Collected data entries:

- Opening Delimiter -

PR #8, opened 2017-08-15
Make Device Access compile on macOS

smarsching:
In the original version the Device Access library does not compile on macOS. This is a pity, because the Control System Adapter depends on this library and there are a number of scenarios where using the code makes sense on non-Linux systems.

The problems that appear when compiling on macOS can be put in two categories: problems caused by using LLVM instead of GCC and problems caused by different APIs (BSD vs Linux). This PR addresses both kind of issues.

In order to make the build work on macOS, the call to the Linux-specific `get_current_dir_name` function has been replaced with a call to the `getcwd` function, which works on both platforms. The PCIe backend and tests that depend on it are only built on Linux because there is no reasonable way how it could be ported to other platforms. Finally, a few linker flags have been changed.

- Closing Delimiter -

- **Problem statement**: For every line in the data above that holds "compile", return the line itself.

- **Problem solution**:
Make Device Access compile on macOS
In the original version the Device Access library does not compile on macOS. This is a pity, because the Control System Adapter depends on this library and there are a number of scenarios where using the code makes sense on non-Linux systems.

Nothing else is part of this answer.